Usually op overloads should be non-members whenever possible (ensures implicit conversions happen symmetrically for left and right operands) - though perhaps that isn't possible with the iterator facade helper?

1045 ↗(On Diff #91436)

This doesn't look valid - is it? (I think R is a type, not a variable, so shouldn't be valid in these expressions)

1048 ↗(On Diff #91436)

Missing return? This should've warned/broken the build/crashed-at-O0, etc? Was there some missing test coverage?

1062 ↗(On Diff #91436)

If the index of the end is going to be -1, it could be used to quickly catch a few mistakes with iterators - assert(index != -1) in operator++, for example?
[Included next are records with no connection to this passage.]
PR #265, opened 2022-01-19
Add status reporter

stevenwarejones:
Currently, the stepExecutor takes in an ApiClient to its constructor. This doesn't work for execution environments that do not have network access. Instead, we propose a statusReporter that writes out storage. One example has been written that uses a storage client but others could be written that use a sql database for example. 

I've also added a new parameter, jobId, that keeps track of the job across the stages. Its currently a UUID in the example daemon but could be passed in as a parameter if the daemon is used as a one-time worker.

---
This change is [Reviewable](https://reviewable.io/reviews/world-federation-of-advertisers/panel-exchange-client/265)

### DIFF
--- a/src/main/kotlin/org/wfanet/panelmatch/client/common/ExchangeContext.kt
+++ b/src/main/kotlin/org/wfanet/panelmatch/client/common/ExchangeContext.kt
@@ -21,6 +21,7 @@ import org.wfanet.panelmatch.common.ExchangeDateKey
 
 /** Contextual information about an ExchangeStepAttempt. */
 data class ExchangeContext(
+  val jobId: String,
   val attemptKey: ExchangeStepAttemptKey,
   val date: LocalDate,
   val workflow: ExchangeWorkflow,
--- a/src/main/kotlin/org/wfanet/panelmatch/client/deploy/ExchangeWorkflowDaemon.kt
+++ b/src/main/kotlin/org/wfanet/panelmatch/client/deploy/ExchangeWorkflowDaemon.kt
@@ -24,7 +24,8 @@ import org.wfanet.panelmatch.client.common.Identity
 import org.wfanet.panelmatch.client.exchangetasks.ExchangeTaskMapper
 import org.wfanet.panelmatch.client.launcher.ApiClient
 import org.wfanet.panelmatch.client.launcher.CoroutineLauncher
-import org.wfanet.panelmatch.client.launcher.ExchangeStepLauncher
+import org.wfanet.panelmatch.client.launcher.ExchangeStepManager
+import org.wfanet.panelmatch.client.launcher.ExchangeStepReporter
 import org.wfanet.panelmatch.client.launcher.ExchangeStepValidatorImpl
 import org.wfanet.panelmatch.client.launcher.ExchangeTaskExecutor
 import org.wfanet.panelmatch.client.storage.PrivateStorageSelector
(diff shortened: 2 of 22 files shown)


efoxepstein (changes requested):
> *[Reviewable](https://reviewable.io/reviews/world-federation-of-advertisers/panel-exchange-client/265)* status: 0 of 23 files reviewed, 5 unresolved discussions (waiting on @stevenwarejones and @zasadnyy)

*[a discussion](https://reviewable.io/reviews/world-federation-of-advertisers/panel-exchange-client/265#-MtoTZSd2yuc8lepV4pn:-MtoTZSd2yuc8lepV4po:b6o0cks) (no related file):*
Why does `ApiClient` need network access? You can implement an ApiClient that does anything, no?

---
___
*[src/main/kotlin/org/wfanet/panelmatch/client/deploy/ExchangeWorkflowDaemon.kt, line 101 at r1](https://reviewable.io/reviews/world-federation-of-advertisers/panel-exchange-client/265#-MtoRtfmBPVBZKyltXMJ:-MtoRtfmBPVBZKyltXMK:b8y8yk9) ([raw file](https://github.com/world-federation-of-advertisers/panel-exchange-client/blob/fabc4975a2d6ba230388c9d47fe417c031484924/src/main/kotlin/org/wfanet/panelmatch/client/deploy/ExchangeWorkflowDaemon.kt#L101)):*
> ```Kotlin
> 
>   /** Generates of fetches a jobId for each task run. */
>   protected abstract val generateJobId: () -> String
> ```

abstract fun?
___
*[src/main/kotlin/org/wfanet/panelmatch/client/launcher/ApiClient.kt, line 36 at r1](https://reviewable.io/reviews/world-federation-of-advertisers/panel-exchange-client/265#-MtoSlz3AbnjMn7xKVTb:-MtoSlz3AbnjMn7xKVTc:bqhcns3) ([raw file](https://github.com/world-federation-of-advertisers/panel-exchange-client/blob/fabc4975a2d6ba230388c9d47fe417c031484924/src/main/kotlin/org/wfanet/panelmatch/client/launcher/ApiClient.kt#L36)):*
> ```Kotlin
> 
>   /** Reports ExchangeStepAttempt as complete (successfully or otherwise). */
>   suspend fun reportStepAttempt(
> ```

Why is this being renamed?
___
*[src/main/kotlin/org/wfanet/panelmatch/client/launcher/ExchangeStepReporter.kt, line 38 at r1](https://reviewable.io/reviews/world-federation-of-advertisers/panel-exchange-client/265#-MtoTBg37ooj_TJRYLkg:-MtoTBg37ooj_TJRYLkh:bw3g6ei) ([raw file](https://github.com/world-federation-of-advertisers/panel-exchange-client/blob/fabc4975a2d6ba230388c9d47fe417c031484924/src/main/kotlin/org/wfanet/panelmatch/client/launcher/ExchangeStepReporter.kt#L38)):*
> ```Kotlin
>   )
> 
>   suspend fun reportExecutionStatus(jobId: String)
> ```

What is this for? Why would you want to "store" but not "report"?
___
*[src/main/kotlin/org/wfanet/panelmatch/client/launcher/ExchangeStepManager.kt, line 37 at r1](https://reviewable.io/reviews/world-federation-of-advertisers/panel-exchange-client/265#-MtoSJbi9kEpPVSGCDlV:-MtoSJbi9kEpPVSGCDlW:b-jgjrkn) ([raw file](https://github.com/world-federation-of-advertisers/panel-exchange-client/blob/fabc4975a2d6ba230388c9d47fe417c031484924/src/main/kotlin/org/wfanet/panelmatch/client/launcher/ExchangeStepManager.kt#L37)):*
> ```Kotlin
>    */
>   suspend fun manageStep() {
>     val jobId = generateJobId()
> ```

Why not just use the step resource name as the job id?

stevenwarejones (commented):
> *[Reviewable](https://reviewable.io/reviews/world-federation-of-advertisers/panel-exchange-client/265)* status: 0 of 23 files reviewed, 5 unresolved discussions (waiting on @efoxepstein, @stevenwarejones, and @zasadnyy)

*[a discussion](https://reviewable.io/reviews/world-federation-of-advertisers/panel-exchange-client/265#-MtoTZSd2yuc8lepV4pn:-MtpCIb_CCFGPWwtudMy:b-rx0mal) (no related file):*

Why does `ApiClient` need network access? You can implement an ApiClient that does anything, no?
</blockquote></details>

if it does anything, isn't it more like the Reporter I included below? Also, that, too, would require some refactoring to support a real grpc api client and a reporter api client

---
___
*[src/main/kotlin/org/wfanet/panelmatch/client/launcher/ExchangeStepReporter.kt, line 38 at r1](https://reviewable.io/reviews/world-federation-of-advertisers/panel-exchange-client/265#-MtoTBg37ooj_TJRYLkg:-MtpD2mE02bTuzfWFWGE:b2ehipt) ([raw file](https://github.com/world-federation-of-advertisers/panel-exchange-client/blob/fabc4975a2d6ba230388c9d47fe417c031484924/src/main/kotlin/org/wfanet/panelmatch/client/launcher/ExchangeStepReporter.kt#L38)):*

What is this for? Why would you want to "store" but not "report"?
</blockquote></details>

I've tried to make it flexible to allow, if needed, each step to be run independently of the other steps.
1. Claim Step
2. Execute Step
3. Report Step
I think its helpful to think about what if each steps ran in its own coroutine. If each step ran in its own coroutine/process/worker/executor, each step needs to write to storage to communicate to the next step the output of that step.

However, this is only strictly required by the current code for the communication between the last two steps since Execute runs in a coroutine. But, if the claim step runs in a different environment than the execute, then it, too, should write its output to some storage/table so that the execute step in a different environment knows what to execute.
___
*[src/main/kotlin/org/wfanet/panelmatch/client/launcher/ExchangeStepManager.kt, line 37 at r1](https://reviewable.io/reviews/world-federation-of-advertisers/panel-exchange-client/265#-MtoSJbi9kEpPVSGCDlV:-MtpCdgBEqhWn-t2Cpgh:bwwunpt) ([raw file](https://github.com/world-federation-of-advertisers/panel-exchange-client/blob/fabc4975a2d6ba230388c9d47fe417c031484924/src/main/kotlin/org/wfanet/panelmatch/client/launcher/ExchangeStepManager.kt#L37)):*

Why not just use the step resource name as the job id?
</blockquote></details>

step resource name isn't known until after the 1st step (claim step) of the process. I think an ID that is independent of the steps is more useful.

stevenwarejones:
Closing this for now. I'd like to think more about a better approach to do this.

1065–1067 ↗(On Diff #91436)

Once there's a generic utility function for all ranges as you've provided with to_vector - is this member still useful/necessary? (indeed this function seems to be untested - the test case exercises the generic to_vector instead)

This revision is now accepted and ready to land.Mar 11 2017, 10:46 AM
bryant added inline comments.Mar 11 2017, 11:03 AM
llvm/include/llvm/ADT/STLExtras.h
1024 ↗(On Diff #91436)

can iterator_adaptor_base be used for this? it looks like its default template params fit.

Will address the rest of the comments in a later followup.

llvm/include/llvm/ADT/STLExtras.h
1062 ↗(On Diff #91436)

-1 is sufficient to be end, but not necessary. For example, when ++'ing a valid iterator, you don't know if it's end without having the end of the backing container. So in that case index will just be whatever. Such an assert would still be fine, but it would only guarantee that you're not incrementing the result of std::end(enumerate(R)), and it wouldn't trigger when you increment an iterator past it's actual end.

1065–1067 ↗(On Diff #91436)

This was from some early attempts that is not needed anymore. I meant to remove it, but forgot. Thanks for catching it.

zturner updated this revision to Diff 91484.Mar 11 2017, 4:31 PM

A few improvements as suggested by blaikie@

zturner added inline comments.Mar 11 2017, 4:34 PM
llvm/include/llvm/ADT/STLExtras.h
1024 ↗(On Diff #91436)

I was not able to make this work well. iterator_adapter_base stores a copy of the iterator While I also want to store a copy of the iterator, I also need to store an index. And I need both to be part of the iterator's value_type. So if I want to use iterator_adapter_base, It becomes wasteful because I store a copy of the iterator twice. Once in iterator_adapter_base and again in the result member variable.

chandlerc added inline comments.Mar 12 2017, 10:49 PM
llvm/include/llvm/ADT/STLExtras.h
891–897 ↗(On Diff #91484)

Why not a range constructor for SmallVector?

This revision was automatically updated to reflect the committed changes.